■ Work request:
All lines in the data bearing the string "Closing" should be identified and copied.

■ Working data:
Issue #33, opened 2026-03-15
[OPH Task] papers.compact.e.27-upgrade-gauge-electroweak-closure-from-consistency-check-to-prediction: 27. Upgrade gauge/electroweak closure from consistency check to prediction


muellerberndt:
This issue is managed by `automation/oph_completion/oracle_task_pipeline.py`.
Update the task tree or runtime state instead of editing the issue body directly.

## Status
- Pipeline status: `pending`
- Kanban target status: `Backlog`
- Attempts: `0`
- Completed runs: `0`

## Task
- Task ID: `papers.compact.e.27-upgrade-gauge-electroweak-closure-from-consistency-check-to-prediction`
- Parent: `papers.compact.e`
- Primary file: `reverse-engineering-reality/paper/recovering_relativity_and_standard_model_structure_from_observer_overlap_consistency_compact.tex`
- Dependencies:
  - `papers.compact.e.26-derive-rg-matching-and-threshold-structure-from-oph`

## Summary
Make the gauge couplings and electroweak outputs genuine forward outputs from the OPH inputs rather than consistency checks on a calibrated branch.

## Prompt Focus
Rewrite the quantitative gauge and electroweak branch so it reads as prediction rather than post-calibrated validation.

## Acceptance Criteria
- Gauge closure and electroweak outputs are promoted from calibrated checks to forward predictions or are explicitly demoted where that cannot yet be justified.
- Dependencies, imported premises, and remaining blockers are stated explicitly rather than hidden in packaging or rhetoric.
- All configured companion surfaces stay aligned with the updated status of the primary surface.

## Target Files
- `reverse-engineering-reality/paper/recovering_relativity_and_standard_model_structure_from_observer_overlap_consistency_compact.tex`
- `reverse-engineering-reality/paper/tex_fragments/PAPER.tex`
- `reverse-engineering-reality/paper/deriving_the_particle_zoo_from_observer_consistency.tex`

PR #143, opened 2026-04-03
fix: demote D10 electroweak closure claims (issue #33)

rikkaishere5594:
- Sync README, README_FR, the synthesis paper, the particle paper, and the technical supplement to describe D10 as a Phase II calibration branch rather than theorem-grade electroweak closure.
- Keep the public W/Z rows as forward-emitted D10 branch outputs and treat the exact frozen electroweak pair as compare-only validation.
- Leave the compact note and PAPER fragment unchanged because upstream main already carries the demoted D10 framing recorded in the issue 33 artifact.


muellerberndt:
Closed after manual reconciliation into the current frontier. The useful parts were ported selectively: D10 remains a Phase II calibration branch, the frozen exact W/Z pair stays compare-only, and the active public electroweak surface is preserved as a closed target-free theorem on that branch. This PR is therefore superseded by the synced paper-side reconciliation rather than merged verbatim.

Issue #47, opened 2026-03-15
[OPH Task] papers.observers.c.07-close-the-cosmological-constant-screen-capacity-package: 7. Close the cosmological-constant / screen-capacity package


muellerberndt:
This issue is managed by `automation/oph_completion/oracle_task_pipeline.py`.
Update the task tree or runtime state instead of editing the issue body directly.

## Status
- Pipeline status: `pending`
- Kanban target status: `Backlog`
- Attempts: `0`
- Completed runs: `0`

## Task
- Task ID: `papers.observers.c.07-close-the-cosmological-constant-screen-capacity-package`
- Parent: `papers.observers.c`
- Primary file: `reverse-engineering-reality/paper/tex_fragments/TECHNICAL_SUPPLEMENT.tex`
- Dependencies:
  - `papers.observers.c.06-close-the-black-hole-information-evaporation-package`

## Summary
Unify the local null-blindness argument with the global capacity law and make the monograph's cosmological-capacity statements theorematic.

## Prompt Focus
Present the cosmological-constant and screen-capacity branch as one theorem stack instead of a split local-plus-global story.

## Acceptance Criteria
- The cosmological-constant and screen-capacity package is presented as one theorematic framework with explicit local-versus-global scope.
- Dependencies, imported premises, and remaining blockers are stated explicitly rather than hidden in packaging or rhetoric.
- All configured companion surfaces stay aligned with the updated status of the primary surface.

## Target Files
- `reverse-engineering-reality/paper/tex_fragments/TECHNICAL_SUPPLEMENT.tex`
- `reverse-engineering-reality/paper/recovering_relativity_and_standard_model_structure_from_observer_overlap_consistency_compact.tex`
- `reverse-engineering-reality/paper/tex_fragments/PAPER.tex`

PR #194, opened 2026-04-10
fix: sync README with the cosmological-capacity boundary (issue #47)

rikkaishere5594:
- Rewrite the README de Sitter/gravity delivery bullet so it states the same local/global split already present in the paper stack
- Say explicitly that local null data fix the Einstein branch only up to a metric term and that `Lambda` is fixed only after the global screen-capacity identification
- Keep the public README aligned with the current issue-47 claim boundary without changing the underlying theorem surface


rikkaishere5594:
Closing this PR to rework issue #47 against the intended task artifact.

PR #196, opened 2026-04-11
paper/compact: tighten the BW cap-modular theorem boundary

cryptoverse-cyber:
This PR closes the remaining paper-surface gap behind
`papers.compact.c.08-replace-the-bw-cap-modular-proof-sketch-with-a-full-theorem`. #14 

The live compact paper already carries the right theorem-tier structure: geometric modular flow on
caps is stated as a conditional scaling-limit theorem on the extracted prime geometric subnet, the
\(2\pi\) normalization is fixed explicitly, and the remaining UV burden is sharpened to the
realized transported cap-local system plus the transported fixed-local-collar Markov/faithfulness
datum beneath the derived carried-collar schedule. The remaining issues were companion-surface and
notation mismatches that still weakened or blurred that theorem boundary.

This change tightens those surfaces in four places:
- the compact paper introduction no longer describes the current BW lane as merely a proof-sketch
  surface; it now states that longer arguments are written in compressed proof form;
- the master synthesis fragment now keeps the BW theorem chain on the same explicit carrier
  \(\omega_\infty^{\mathrm{geo},C}\) all the way through the theorem proof and the cap-first-law
  handoff, instead of drifting to the looser \(\omega_\infty^C\) shorthand at the key formulas;
- the top-level observers synthesis paper now states the Lorentz/null-modular/Einstein lane as a
  conditional scaling-limit branch with the same explicit \textbf{T2} plus extraction-and-rigidity
  boundary used by the compact paper, instead of summarizing it as a vague continuum branch with
  unnamed technical premises;
- the observer synthesis summary now names the actual external burdens on the Lorentz/null-modular
  side: the \textbf{T2} scaling-limit scope clause, the theorem-local realized geometric cap-pair
  extraction plus ordered cut-pair rigidity on the extracted prime geometric subnet, and the
  fixed-cap stationarity step.

Net effect: the compact paper, the master synthesis fragment, and the observer synthesis surface
now describe the BW/cap-modular theorem at the same claim tier, with the same carrier, and with
the same explicit UV scaffold and remaining blockers.

Issue #14, opened 2026-03-15
[OPH Task] papers.compact.c.08-replace-the-bw-cap-modular-proof-sketch-with-a-full-theorem: 8. Replace the BW / cap-modular proof sketch with a full theorem


muellerberndt:
This issue is managed by `automation/oph_completion/oracle_task_pipeline.py`.
Update the task tree or runtime state instead of editing the issue body directly.

## Status
- Pipeline status: `completed`
- Kanban target status: `Under audit`
- Attempts: `2`
- Completed runs: `0`

## Task
- Task ID: `papers.compact.c.08-replace-the-bw-cap-modular-proof-sketch-with-a-full-theorem`
- Parent: `papers.compact.c`
- Primary file: `reverse-engineering-reality/paper/recovering_relativity_and_standard_model_structure_from_observer_overlap_consistency_compact.tex`
- Dependencies:
  - `papers.compact.b.07-derive-quasi-local-propagation-and-refinement-stability-internally`

## Summary
Prove geometric modular flow on caps directly from OPH, including the 2pi normalization and a controlled refinement limit, without an independent cap-isotropy or Euclidean-regularity premise.

## Prompt Focus
Upgrade the cap-modular geometry branch from proof sketch to theorem and make its normalization and refinement limits explicit.

## Acceptance Criteria
- Geometric modular flow on caps is proved directly from OPH with explicit normalization and refinement control.
- Dependencies, imported premises, and remaining blockers are stated explicitly rather than hidden in packaging or rhetoric.
- All configured companion surfaces stay aligned with the updated status of the primary surface.

## Target Files
- `reverse-engineering-reality/paper/recovering_relativity_and_standard_model_structure_from_observer_overlap_consistency_compact.tex`
- `reverse-engineering-reality/paper/tex_fragments/PAPER.tex`
- `reverse-engineering-reality/paper/tex_fragments/TECHNICAL_SUPPLEMENT.tex`

PR #200, opened 2026-04-13
fix: paper/compact: align the D3-D5 Lorentz/gravity boundary across companion surfaces

cryptoverse-cyber:
This follow-up closes the remaining companion-surface gap behind
`papers.compact.c.08-replace-the-bw-cap-modular-proof-sketch-with-a-full-theorem`. From https://github.com/FloatingPragma/observer-patch-holography/pull/196#issuecomment-4230612837. Closing #14 

The live compact paper already carries the right theorem-tier structure: geometric modular flow on
caps is stated as a conditional scaling-limit theorem on the extracted prime geometric subnet, the
\(2\pi\) normalization is fixed explicitly, and the remaining UV burden is sharpened to the
realized transported cap-local system plus the transported fixed-local-collar Markov/faithfulness
datum beneath the derived carried-collar schedule. The remaining issues were companion-surface and
ledger-alignment mismatches that still weakened or blurred that theorem boundary.

This change tightens those surfaces in four places:
- the compact paper introduction no longer describes the current BW lane as merely a proof-sketch
  surface; it now states that longer arguments are written in compressed proof form;
- the master synthesis fragment now keeps the BW theorem chain on the same explicit carrier
  \(\omega_\infty^{\mathrm{geo},C}\) all the way through the theorem proof and the cap-first-law
  handoff, instead of drifting to the looser \(\omega_\infty^C\) shorthand at the key formulas;
- the top-level observers synthesis paper now states the Lorentz/null-modular/Einstein lane with
  the same D3/D4/D5 burden split used by the compact ledger: D3 carries \textbf{T2} plus the
  theorem-local geometric cap-pair extraction and ordered cut-pair rigidity; D4 keeps the
  inherited-strip and exact-or-controlled Markov hypotheses, the same-half-line local
  modular-Hamiltonian input, and the separate bounded-interval projective branch explicit; D5
  keeps fixed-cap stationarity, the locally Lorentzian \(d=4\) scaling regime, and the
  tensor-upgrade side conditions explicit;
- the observer synthesis summary now matches that same D3/D4/D5 split instead of compressing the
  whole Lorentz/null-modular/Einstein lane into a D3-only BW boundary.

Net effect: the compact paper, the master synthesis fragment, the observer root, and the observer
synthesis surface now describe the Lorentz/null-modular/Einstein chain at the same claim tier,
with the same BW carrier, and with the same explicit D3/D4/D5 external burdens and remaining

■ Solution for this problem:
Closing this PR to rework issue #47 against the intended task artifact.
`papers.compact.c.08-replace-the-bw-cap-modular-proof-sketch-with-a-full-theorem`. From https://github.com/FloatingPragma/observer-patch-holography/pull/196#issuecomment-4230612837. Closing #14 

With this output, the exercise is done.